## TASK OBJECTIVE
Among the entries that follow, count the lines that contain the word "alerts" and say how many there are, writing nothing else.

## DATA SHOWN
Issue #3220, opened 2024-05-30
Workers that are not supposed to exist exit with code 255


louisabraham:
I launched a webserver with 1 worker and 1 thread (default).

Here is my log when making 1 request.

```
[2024-05-30 12:55:12 +0200] [49155] [INFO] Starting gunicorn 22.0.0
[2024-05-30 12:55:12 +0200] [49155] [DEBUG] Arbiter booted
[2024-05-30 12:55:12 +0200] [49155] [INFO] Listening at: http://0.0.0.0:8080 (49155)
[2024-05-30 12:55:12 +0200] [49155] [INFO] Using worker: aiohttp.GunicornWebWorker
[2024-05-30 12:55:12 +0200] [49159] [INFO] Booting worker with pid: 49159
[2024-05-30 12:55:12 +0200] [49155] [DEBUG] 1 workers
[2024-05-30 12:55:19 +0200] [49159] [ERROR] Worker (pid:49241) exited with code 255
[2024-05-30 12:55:19 +0200] [49159] [ERROR] Worker (pid:49241) exited with code 255.
[2024-05-30 12:55:19 +0200] [49159] [ERROR] Worker (pid:49242) exited with code 255
[2024-05-30 12:55:19 +0200] [49159] [ERROR] Worker (pid:49242) exited with code 255.
[2024-05-30 12:55:19 +0200] [49159] [ERROR] Worker (pid:49243) exited with code 255
[2024-05-30 12:55:19 +0200] [49159] [ERROR] Worker (pid:49243) exited with code 255.
[2024-05-30 12:55:19 +0200] [49159] [ERROR] Worker (pid:49244) exited with code 255
[2024-05-30 12:55:19 +0200] [49159] [ERROR] Worker (pid:49244) exited with code 255.
```

The request is handled fine. I traced `os.getpid()` in my app and it's 49159 all the way.
What are those additional workers with pid 49241, 49242, 49243, 49244 and why are they causing errors?

Note: I'm using `aiohttp.GunicornWebWorker`

louisabraham:
thank you! 
actually I have trouble to reproduce, closing this for now

louisabraham:
Hello, do you know when/if this branch will be merged?

PR #3566, opened 2026-03-31
Fix false error logs for non-worker child processes in reap_workers

joho54:
## Summary

When gunicorn runs as PID 1 in a container (common in Docker/ECS/Kubernetes without `tini` or `dumb-init`), `reap_workers()` emits false ERROR logs for non-worker child processes reaped via `waitpid(-1)`.

This PR moves the `WORKERS` membership check **before** exit status logging, so that non-worker processes are reaped silently at DEBUG level while real worker exits continue to be reported as errors.

## Problem

`reap_workers()` calls `os.waitpid(-1)`, which reaps **any** terminated child process. When gunicorn is PID 1, orphaned child processes are reparented to it by the kernel. Upon termination, these non-worker processes are reaped and incorrectly logged as:

```
[ERROR] Worker (pid:30740) exited with code 23
```

This triggers false alerts in error tracking systems (e.g. Sentry).

### Current code flow

```
waitpid(-1) -> get exit code -> log ERROR -> check if worker -> skip if not worker
```

The error log fires **before** the worker membership check, so every non-worker child with a non-zero exit code produces a spurious error.

## Evidence from production

**Environment:** AWS ECS Fargate, gunicorn 21.2.0, Python 3.11, Django backend

**Observed:**
- Sentry captured `Worker (pid:30740) exited with code 23` from `gunicorn.error` logger
- CloudWatch log analysis showed only 3 active workers in the container: pid 40, 41, 42 (matching `--workers 3`)
- **Zero** application logs from pid 30740 — it was never a gunicorn worker
- **Zero** `Booting worker` logs for pid 30740
- `max_requests` was not configured, ruling out worker recycling
- All 3 real workers continued processing requests normally before and after the event
- The error was a single occurrence over 7 days — a non-worker child process reaped by PID 1

## Fix

Move the `WORKERS.pop(wpid)` check to the top of the else branch:

```python
worker = self.WORKERS.pop(wpid, None)
if not worker:
    self.log.debug(
        "Reaped unknown child process (pid:%s, status:%s). "
        "Not a gunicorn worker.", wpid, status)
    continue

# Only report exit status for actual workers
exitcode = ...
```

**What stays the same:**
- `waitpid(-1)` is preserved — PID 1 must reap all children to prevent zombies
- Worker error reporting, `HaltServer` on boot/load errors, signal logging — all unchanged
- `child_exit` hook only fires for real workers (same as before)

**What changes:**
- Non-worker child processes are logged at DEBUG instead of ERROR
- No false alerts in monitoring systems

## Tests added

- `test_reap_non_worker_child_no_error_log` — non-worker exit with error code produces no ERROR log
- `test_reap_non_worker_child_with_signal_no_error_log` — non-worker killed by SIGKILL produces no OOM error
- `test_reap_mixed_worker_and_non_worker` — mixed scenario: non-worker is silent, real worker is reported

All existing tests pass (1671 passed, 214 skipped).

## Design note: why DEBUG instead of suppressing entirely

A question that may come up: is it safe to silently reap unknown child processes?

First, `waitpid` does not kill anything — it reaps an **already terminated** process from the kernel's process table. The three options are:

| Approach | Result |
|----------|--------|
| Don't reap | Zombie accumulates in process table (worse) |
| Reap + ERROR log | Zombie prevented, but false alert (current behavior) |
| Reap + DEBUG log | Zombie prevented, no false alert, still traceable (this PR) |

DEBUG was chosen over complete suppression so that operators can still trace unexpected child processes when needed (e.g. `--log-level debug`). This preserves observability without generating noise at the default log level.

The reaping itself is not optional — as PID 1, gunicorn **must** call `waitpid` for all children, whether it spawned them or not. This is standard POSIX behavior: the kernel reparents orphaned processes to init (PID 1), and init is responsible for reaping them.

## Related issues

- #3220 — Workers that are not supposed to exist exit with code 255
- #1585 — Proposed checking all worker pids instead of every child (closed, not merged)

This PR takes a simpler approach than #1585: rather than changing `waitpid(-1)` to per-pid `waitpid`, it keeps the reaping behavior intact and only fixes the log level for non-worker processes.

### DIFF
--- a/gunicorn/arbiter.py
+++ b/gunicorn/arbiter.py
@@ -613,9 +613,24 @@ class Arbiter:
                     # and should not be reported as worker errors.
                     worker = self.WORKERS.pop(wpid, None)
                     if not worker:
-                        self.log.debug(
-                            "Reaped unknown child process (pid:%s, "
-                            "status:%s). Not a gunicorn worker.", wpid, status)
+                        if os.WIFEXITED(status):
+                            self.log.debug(
+                                "Reaped non-worker child (pid:%s) "
+                                "exited with code %s.", wpid,
+                                os.WEXITSTATUS(status))
+                        elif os.WIFSIGNALED(status):
+                            sig = os.WTERMSIG(status)
+                            try:
+                                sig_name = signal.Signals(sig).name
+                            except ValueError:
+                                sig_name = "signal {}".format(sig)
+                            self.log.debug(
+                                "Reaped non-worker child (pid:%s) "
+                                "received %s.", wpid, sig_name)
+                        else:
+                            self.log.debug(
+                                "Reaped non-worker child (pid:%s, "
+                                "status:%s).", wpid, status)
                         continue
 
                     # A worker was terminated. If the termination reason was
--- a/gunicorn/arbiter.py
+++ b/gunicorn/arbiter.py
@@ -606,6 +606,18 @@ class Arbiter:
                 if self.reexec_pid == wpid:
                     self.reexec_pid = 0
                 else:
+                    # Check if this is a known worker process first.
+                    # When running as PID 1 (e.g. in containers), the
+                    # arbiter inherits orphaned child processes and reaps
+                    # them via waitpid(-1). These are not gunicorn workers
+                    # and should not be reported as worker errors.
+                    worker = self.WORKERS.pop(wpid, None)
+                    if not worker:
+                        self.log.debug(
+                            "Reaped unknown child process (pid:%s, "
+                            "status:%s). Not a gunicorn worker.", wpid, status)
+                        continue
+
                     # A worker was terminated. If the termination reason was
                     # that it could not boot, we'll shut it down to avoid
                     # infinite start/stop cycles.
@@ -643,9 +655,6 @@ class Arbiter:
                         reason = "App failed to load."
                         raise HaltServer(reason, self.APP_LOAD_ERROR)
 
-                    worker = self.WORKERS.pop(wpid, None)
-                    if not worker:
-                        continue
                     worker.tmp.close()
                     self.cfg.child_exit(self, worker)
         except OSError as e:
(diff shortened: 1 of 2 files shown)


pajod:
I don't disagree, but I believe with very slightly more complexity, a more useful logging is possible.

> Non-worker child processes are logged at DEBUG instead of ERROR

Yes!

> No false alerts in monitoring systems

Yes!

> Unambigously explain the situation "Not a gunicorn worker"

Yes!

> skip os.WIFEXITED / os.WIFSIGNALED details from the (demoted to DEBUG level) log line

No! If someone bothered to put log level to DEBUG, then they clearly were interested. Likely the oprhaned child process was reaped by Gunicorn after something went wrong. Once Gunicorn clears it, the status is *gone* and may not be reported at a higher level. So even after demoting the log level for the following messages and clarifying that the messages are *not* about a Gunicorn worker, those messages should appear. Only the special treatment of Gunicorn-worker-specific exit codes should be skipped.

joho54:
Thanks for the feedback! I've added WIFEXITED/WIFSIGNALED logging for non-worker children reaping, while only skipping worker specific handling.  Please check [3e705a6](https://github.com/benoitc/gunicorn/pull/3566/commits/3e705a6f201ade66f4b716e32598b412daa8f39d)

benoitc:
Thanks for this, and for the production write up. The evidence you gathered is
what made it obvious the pid was never a worker, and moving the ownership check
ahead of the exit status logging is the right fix.

Two things came out of it beyond the log noise. The same ordering meant a
non-worker exiting with code 3 or 4 reached the HaltServer raises and shut the
whole server down. And the dirty arbiter is a third kind of child that is not in
WORKERS, so it needed its own branch rather than being treated as an unknown
child.

Merged in #3689 with those two additions and tests. Closing in favour of that one.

## OUTPUT OF THE EXERCISE
3